Who is Meng Wanzhou? The 46-year-old daughter of Huawei founder Ren Zhengfei, Meng is the company’s chief financial officer as well as the deputy chairwoman of its board of directors. Although she rose through Huawei’s ranks, any hopes Meng might’ve had for the top spot were dashed when her father announced in 2013 that none of his family members would succeed him. U.S. prosecutors believe Meng, also known as Sabrina, skirted U.S. sanctions on Iran by deceiving foreign banks about Huawei’s links to local subsidiary Skycom. Citing her myriad health problems — she’s reportedly a thyroid cancer survivor — Meng’s lawyers successfully argued for her release on bail.

It’s a zero-sum game. Huawei executives have long blamed their rivals in the cutthroat smartphone market for stoking international criticism against their company. Last year, Richard Yu Chengdong, CEO of Huawei’s consumer business group, said, “They worry we are too strong.” AT&T and Verizon have dropped smartphone distribution deals with the company, and U.S. lawmakers are piling pressure on Huawei. A bipartisan group has introduced bills that would ban the sale of American-made components to the company — or any other sanction-violating Chinese firm — and Republican Sen. Marco Rubio has championed legislation to prohibit Huawei from conducting business in the United States.
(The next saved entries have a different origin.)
Issue #4545, opened 2024-06-20
Add entry `-p sct_deepseg`


jcohenadad:
However, given that there are multiple models in deepseg, this feature will not be straightforward. It will be part of the major refactoring. 

I'm just opening the issue for prosperity, because of https://github.com/sct-pipeline/spine-park/issues/39

joshuacwnewton:
> However, given that there are multiple models in deepseg, this feature will not be straightforward.

Actually, the `sct_deepseg` QC that I added in https://github.com/spinalcordtoolbox/spinalcordtoolbox/pull/4446 does indeed try to be "general" (supporting spinal cord AND lesion seg/softseg). It works for everything but rootlets QC (https://github.com/spinalcordtoolbox/spinalcordtoolbox/issues/4461). So, we are 90% there already for the `sct_deepseg` QC feature.

The [reasons](https://github.com/spinalcordtoolbox/spinalcordtoolbox/pull/4446/files#r1577979078) I didn't add `-p sct_deepseg` to `sct_qc` at the time were:

> 1. `sct_deepseg` QC was generated using the "new" `qc2.py` interface, and I didn't want to mix `qc2.py` and `qc.py` in our QC-specific script, as it would end up being quite messy/complex.
> 2. I figure that if folks are using `sct_qc` to generate reports (rather than the built-in per-CLI QC), then they're skilled enough to be able to re-use the existing `-p sct_deepseg_sc` or `-p sct_deepseg_lesion` to generate whichever reports they desire. 

I see now from context that you need `-p sct_qc` [for manual SC segmentations](https://github.com/sct-pipeline/spine-park/blob/8e66fb444aa1a887babaf2fc2d56b966acbe801e/batch_processing.sh#L80-L102). Since this is just a SC QC, are you able to re-use `sct_deepseg_sc` for now?

jcohenadad:
> Since this is just a SC QC, are you able to re-use sct_deepseg_sc for now?

yup, that's exactly what I did https://github.com/sct-pipeline/spine-park/commit/46499f4fa7e7ad2bf6663763736af9863461cc58
thank you for the detailed background information!

joshuacwnewton:
A user on the forum has requested the ability to generate the `sct_deepseg` report via `sct_qc`, so I'm increasing the priority of this issue, especially as it is long overdue.

PR #4555, opened 2024-07-04
Fix `sct_deepseg` rootlets QC by improving the cropping, centering, and colormap

### LINKED ISSUE #4461: Fix issues with `sct_deepseg` rootlets QC report
Most `sct_deepseg` models involve binary/soft segmentations within the spinal cord (full cord, gm/wm, lesions, etc.). So, the initial PR #4446 works well for most models.

However, the rootlets model is quite different:

- It outputs integer labels (2.0, 3.0, 4.0, etc.) instead of a binary/soft seg.
- The rootlets labels are outside the spinal cord, with variable center of mass.

This means that we get an inconsistent crop + wrong colormap with the current "universal" `sct_deepseg` QC.

### LINKED ISSUE #4553: `matplotlib` has deprecated `cm.get_cmap` (use `pyplot.get_cmap` instead)
Source:

- https://github.com/matplotlib/matplotlib/commit/7f23ee15f80c279100f5909ca1d681c575aeb23b

We use `cm.get_cmap` in one place, but I guess our tests don't traverse this bit of code. (It was only added in the context of the TotalSegmentator labels).

I'll fix this as part of #4461 since that's where I came across this issue.

joshuacwnewton:
## Description

This PR adds a number of fixes to create a more legible QC report for the rootlets segmentation.

Before:

image

- Centered on rootlets seg (not SC seg)
- Wrong colormap (red for all rootlet labels)
- Tight crop (would exclude rootlets if centered on SC)
- Resampled rootlets seg (not pixel-accurate)

After:

image

- Centered on SC seg
- Label-focused colormap
- Bigger crop
- Rescaling instead of resampling
- Text to distinguish the labels in addition to color
- Light outline around segmentation to improve color contrast

## Discussion

Right now, the `sct_deepseg` QC report is littered with `if "seg_spinal_rootlets_t2w" in argv:` statements. When there was only 1 or 2 tweaks, then maybe this was okay. But, since there are 4+ tweaks, I'm wondering if it would be more appropriate to create an entirely new QC report.

At what point does it stop making sense to re-use the overall QC report structure? :thinking: 

## Linked issues

Fixes #4461.
Fixes #4553.


valosekj:
Thank you @joshuacwnewton!

> After:
> 
> ezgif-4-be21564466 

This looks great! Two minor thoughts:
- I feel a bit that the change from the original image to the segmentation with the transparent black layer and back is slightly distracting because of the change in contrast between the two due to the transparent black layer. On the other hand, I fully understand the [rationale behind using the transparent black layer](https://github.com/spinalcordtoolbox/spinalcordtoolbox/issues/4461#issuecomment-2209456419). Thinking whether the contrast could be somehow fixed between the two layers.
- Would it be possible to add numbers corresponding to the rootlets to the corner of each image? Something like this:

Screenshot 2024-07-04 at 5 07 59 PM

---

I also wonder if the rootlets QC is available only through the `sct_deepseg` command. Or can I generate it also using `sct_qc`? I'm asking because sometimes we have manually created rootlets, and thus, we want to use `sct_qc` directly as there is no need to segment the rootlets automatically by `sct_deepseg`.

joshuacwnewton:
>  can I generate it also using sct_qc?

Very good point! There is an open issue for this (#4545), and I realize now that adding access to sct_qc will have an impact on how this is implemented (since argv will not contain the task name). I'll have to think on this a little more!

joshuacwnewton:
On second thought, I wonder if the "numbering the rootlets" idea actually fixes the "distracting transparency" problem. Since we know that red is a great contrasting color, we could always keep the red (or even YlOrRed) colormap used by normal segs, but use numbers to distinguish between the rootlets.

For example:

image

valosekj:
> On second thought, I wonder if the "numbering the rootlets" idea actually fixes the "distracting transparency" problem. Since we know that red is a great contrasting color, we could always keep the red (or even YlOrRed) colormap used by normal segs, but use numbers to distinguish between the rootlets.

Good point! I agree that, in this case, we could stick with the red color and numbers! The issue might come when a single slice contains multiple rootles (which can happen due to the rootlet's anatomy and their overlap). In other words, a single slice can have rootlets from two classes, e.g., both 7 and 8.

joshuacwnewton:
Noted!

I spent a bit of time trying to figure out colormaps, but there aren't many colors that contrast well against the fully grayscale spectrum. So, I tried instead to add contouring, which I think helps a lot to highlight light colors while still providing contrast against light backgrounds.

0.5 line width:

image

0.25 line width:

image

valosekj:
Great idea! Agree; contouring looks good! 0.25 could be fine. A thicker contour could "false positively" dilate the rootlets segmentation.

valosekj:
> Right now, none of our `qc2.py` are accessible via `sct_qc`. This is because `sct_qc` mainly uses the old `qc.py` framework (with function wrappers), and would require a refactor in order to merge the two frameworks.
 
I see!

> So, on second thought, I think it might be better to focus on `sct_qc -p sct_deepseg` in a separate PR?

Okay. This makes sense.

valosekj (commented):
I tried the QC on `sub-amu04` from spine-generic:

```console
sct_deepseg -i sub-amu04_T2w.nii.gz -task seg_spinal_rootlets_t2w -qc qc -qc-subject sub-amu04
```

It seems there are no rootlets in the QC:

Kapture 2024-07-25 at 15 59 39

joshuacwnewton:
> It seems there are no rootlets in the QC:

I am able to reproduce this issue. It looks like the issue is with the centerline detection, and therefore the parts of the cord containing the rootlets were cropped out. 

I call `get_centerline` inside the QC function with its default parameters. I assumed this would find the centerline with `optic`. However, the default parameters are actually `bspline`, meaning it only take the center of mass, resulting in this:

image

If I change the parameters to specifically use `optic`, then I get a proper centerline (however I run into another bug with the `optic` method). Once I fix _that_ bug, I get a proper QC:

 
image


I guess this didn't show up because for the test image, the cord is already roughly centered. Thank you so much for catching this!

valosekj:
@KaterinaKrejci231054, could you please also try this PR (T2w rootlets model via `sct_deepseg`) on some T2w images and let us know what you think about the QC?

spinalcordtoolbox/reports/qc2.py
```diff
@@ -369,41 +402,75 @@ def mosaic(img: Image, centers: np.ndarray, radius: tuple[int, int] = (15, 15)):
...
-        (24, 18, 'R'),
+    # Ensure that letter locations are determined as a function of the bounding box. For a 15,15 radius (30x30):
+    #    A                    [12,  6]
+    # L     R   -->  [0, 17]            [24, 17]
+    #    P                    [12, 28]
+    for letter, x, y, in [
+        ('A', radius[0] - 3,   6),
+        ('P', radius[0] - 3,   radius[1]*2 - 2),
+        ('L', 0,               radius[1] + 2),
+        ('R', radius[0]*2 - 6, radius[1] + 2)
```
mguaypaq, line 437: This is lovely, both the code and the comment :heart:

mguaypaq (commented):
Here are a few quick comments. I'll add some commits to address them.

mguaypaq (approved):
Ok, here are my proposed changes! @joshuacwnewton feel free to merge after reviewing (unless you want further changes, of course).

mguaypaq:
Looks like there's a test failure specifically on Windows:
https://github.com/spinalcordtoolbox/spinalcordtoolbox/actions/runs/10206792498/job/28240356757?pr=4555#step:6:1190

joshuacwnewton:
Looks like there was a download error during installation: https://github.com/spinalcordtoolbox/spinalcordtoolbox/actions/runs/10206792498/job/28240356757?pr=4555#step:3:626

I'll try restarting to see if it was a one-off... :thinking:

joshuacwnewton:
I manually checked the QC, and it LGTM! Thank you for the refactoring changes. :hearts:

Want to trade? The Justice Department’s charges have come at an inopportune moment, to say the least. High-level talks aimed at ending the U.S.-China trade war are set to continue Wednesday in Washington, where President Donald Trump will meet Chinese Vice Premier Liu He. Although U.S. Commerce Secretary Wilbur Ross has sought to emphasize that the charges against Huawei are totally separate from trade disputes, analysts from both countries aren’t buying that argument. Whether or not they’ll discuss the case, the clock is ticking: The two countries have until March 1 to end their spat — or else U.S. tariffs on $200 billion worth of Chinese imports will increase from 10 to 25 percent.

WHAT TO READ

The Fate of Huawei Foreshadows the Fate of China by Michael Schuman in The Atlantic
“The more assertive Beijing has become in pressing its diplomatic and economic goals — from its state-led ambitions to conquer world manufacturing to the sizable expansion of its military capabilities — the more threatening a rising China has appeared.”

5G Networks, the Trump Administration and Beijing’s Delicious Fear by Tom Rogan in The Washington Examiner
“We should unequivocally endorse Trump administration and congressional action to restrain China's 5G activity. The simple point is that when it comes to international order, China is a master at saying the right thing and doing the opposite.”

WHAT TO WATCH

China's Huawei Indicted: Breaking Down the Charges

"Huawei entities directed employees to take photographs, to take measurements and to take other protected information without permission.”


Exclusive Interview [With] Huawei Founder Ren Zhengfei: Technological Competition Is [a] Peaceful Game

“This is a competition — and you do well, or you don’t.”

WHAT TO SAY AT THE WATERCOOLER

Call it a comeback. Huawei’s 74-year-old founder was once prohibited from joining China’s Communist Party because his father was labeled a “capitalist roader” — essentially a fake socialist who clung to capitalist ways — during Mao Zedong’s Cultural Revolution. But Ren was eventually admitted after inventing a tool to test equipment at a French-supplied synthetic fiber factory, where he says he “learned from the world’s most advanced technology.”